Personal change takes time — and it's filled with mistakes and 're-dos.' So, if you have committed yourself to some personal change and are struggling to make it happen, take heart. You are not alone. And, failed attempts do not mean failure. They are simply part of the process. Keep trying. Think about your situation. Get to know your thoughts, feelings, and motivations. Learn from them. Practice seeing your struggles in daily life, and look for healthier ways of coping. In the meantime, also give yourself the space to be human — to make mistakes and learn from them. With patience, forgiveness, and persistence, you can create the change you want.
In what ways can you relate to this perspective about making personal changes? How have you related to yourself as you've struggled with this? Have you been forgiving of yourself as you've tried to make changes? Have you been forgiving of others as they have tried to change?
If you would like to read more in detail about this topic in my The Art of Relationships blog, click here.
Dr. Becker-Phelps's discussions and her responses in those discussions are for general educational purposes only. If you need help for an emotional or behavioral problem, please seek the assistance of a psychologist or other qualified mental health professional.
Personal change takes time, in my case, maybe forever? I keep trying to do things right, say the right things, yet sometimes I still don't get it right. I've been trying to be more patient, more understanding, it is still a work in progress. I have indeed forgiven myself for failures. If I didn't, this would never work for me. So many times I have failed, yet I keep insisting I get it right. I have to, I cannot, nor do I want to go backwards!

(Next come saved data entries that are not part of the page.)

Issue #3065, opened 2017-04-18
Zoom value and coordinate value for the diagram in top left and bottom corners


b15matvi:
We want to be able to see how much we have zoomed in and also on what coordinates we are on.

HGustavs:
I enclosed a picture and code for a "ruler" in some other issue.

a15perbl:
Issue closed.

PR #3067, opened 2017-04-18
Fix for issue #3065

a15admsa:
This commit solves issue #3065. Under the canvas you can now see the values of zoom and X + Y coordinates.


a15chrau:
Looks good

PR #3068, opened 2017-04-18
W16 issue 1888 a15emibo

a15emibo:
Probably fixed tokenizer not being able to recognize for example #34edaf (two numbers and an 'e') as a colour in certain situations.


a15elibr:
"Probably"?

Issue #3015, opened 2017-04-12
Normalize the buttons in attribute and entities


b15matvi:
The layout of the buttons in attributes and entities should be normalized. Should be only one OK button and no other redundant buttons. All changes should be commited when you click OK.

b15matvi:
Issue resolved.

PR #3083, opened 2017-04-18
Fix for issue #3015

a15gunfu:
Removed all redundant buttons on create attribute and create entity, now there is only a OK-button to accept all choices that the user has made.


a14pethu:
Looks good.

PR #3089, opened 2017-04-18
The tables are now working correctly according to the markdown cheat sheet

a15ramha:
This syntax should work properly now.
| Tables        | Are           | Cool  |
| ------------- |:-------------:| -----:|
| col 3 is      | right-aligned | $1600 |
| col 2 is      | centered      |   $12 |
| zebra stripes | are neat      |    $1 |


a15wilhe:
@a15elibr Pull request is good. But there needs to be a css class for adding the border to the table. Please add a issue for that. After that issue 1781 is fixed.

Issue #3027, opened 2017-04-12
Properly display dropdown icons in dugga editor


a15tobli:
The dropdown icons in dugga editor needs some further improvements for a better user experience. There are 2 things that should be fixed:
- Rotate the icon 90 degrees when the variant dropdown is closed.
- Only display the dropdown icon on duggor that have a list of variants added

At the moment, a dropdown icon is added for every dugga. Remove the icon on duggor who does not have any variants in a dropdown view.

a15tobli:
Solved in #3104, closing issue.

PR #3104, opened 2017-04-19
#3027 Properly display dropdown icon in the dugga editor

a15osmla:
Dropdown icon should now only be displayed on the rows that have a variant to show in the dugga editor. Icon now also changes when clicked upon to give feedback.


a15tobli:
The fixes for the dugga editor looks really nice and works good as well.

Issue #4644, opened 2018-04-19
SectionEd: Markable FAB


a15magkn:
At the moment the text in the FAB-button ("+") is markable. This should not be the case.

## This should not be able to happen
![textfab](https://user-images.githubusercontent.com/37794262/38977052-6c3f5212-43b3-11e8-9c8c-7c31e8bc32ca.JPG)

PR #4650, opened 2018-04-19
#4644 - SectionEd: Markable FAB

a16konka:
#4644

Fixed an issue where you could select the "+" character on the FAB button.


a16thegu:
Looks good.

Issue #4525, opened 2018-04-13
More example duggor


a16seplu:
Create more duggor that can be used for testing purposes

c16matan:
Implemented last week. Closing.

c16matan:
I don't know if i missed click or something, but this is implemented. Closing

d16linja:
#4282 
With this issue we fixed the old duggas so that they fit the new format and show up under the "test" page in LenaSYS. We also added deadlines so that the issues with the time could be worked with more easily, and added the new duggor as listentries so that the show up in a course

c16matan:
Implemented. Closing.

PR #4651, opened 2018-04-19
Reimplemented changes that somehow didn't get implemented in the merge

d16linja:
Issue #4525 
The vers makes the duggor appear in the "tests" window, and also makes it possible to edit the old example duggor without accidentally removing them. The changed deadline makes the deadline time show up in the dugga view so that it can be worked with easier.


d16linja:
The newly merged rows 224-227 needs to be updated, there is a duplicate of pos 15 with vers 97731

c16matan:
Implemented. Closing.

Issue #4479, opened 2018-04-13
Actually removing points


c16jonha:
At the current state of the diagram, no points are actually removed from the diagram. The points are just set to an empty string. While this is a way to "remove" or, more accurately, hide objects from the diagram, it's a shoddy solution because the points are still visible in the json-file as empty strings. 

The points should be removed completely instead.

I quit smoking, again. This time, I will get it right. So far, it has only been ten days. I have wanted to start back smoking, then I remember my commitment to change myself. I am already feeling better about myself, and yet I know I can do better, yet! The nervousness I used to feel from being impatient, has eased up conciderably. I think its because I have taken the time to ease my brain into it? I used the self talk for two weeks befor I even attempted to quit, and it worked!!!
My patience with the V.A. has improved, also. I have yet to receive an appointment to see my councellor, but I don't let it get to me. I take it as is, and go on with my day.
I even started an exercise routine. I have stuck with it for three weeks, so far. And so far, so good!!! I not only feel better, I look better! As my breathing progressed, so did my workouts. My patience with this is truly amazing. Never in my wildest dreams did I think I would/could do this again? And yet, here I am working a split routine, upper body one day, with abs thrown in, and lower body the next day, with abs thrown in. My bowflex is taking a beating, LOL!!! I feel wonderful, once again!
Thanks to you, Dr. Leslie, I feel as if I could take on the world, once more!!! I promise you, I will keep practicing your methods till the wheels fall off!!! One day, hopefully soon, I will indeed change for the better???
Thank you, Dr. Leslie, I can't thank you enough!!!
Sounds like you've already changed for the better, Dennis. Keep it up and the progress will continue. I'll write more later but wanted to throw this in for now. Also, good job with quitting smoking. My spouse has been smoke free for a year and a half, did it for thirty years, and I'm so proud.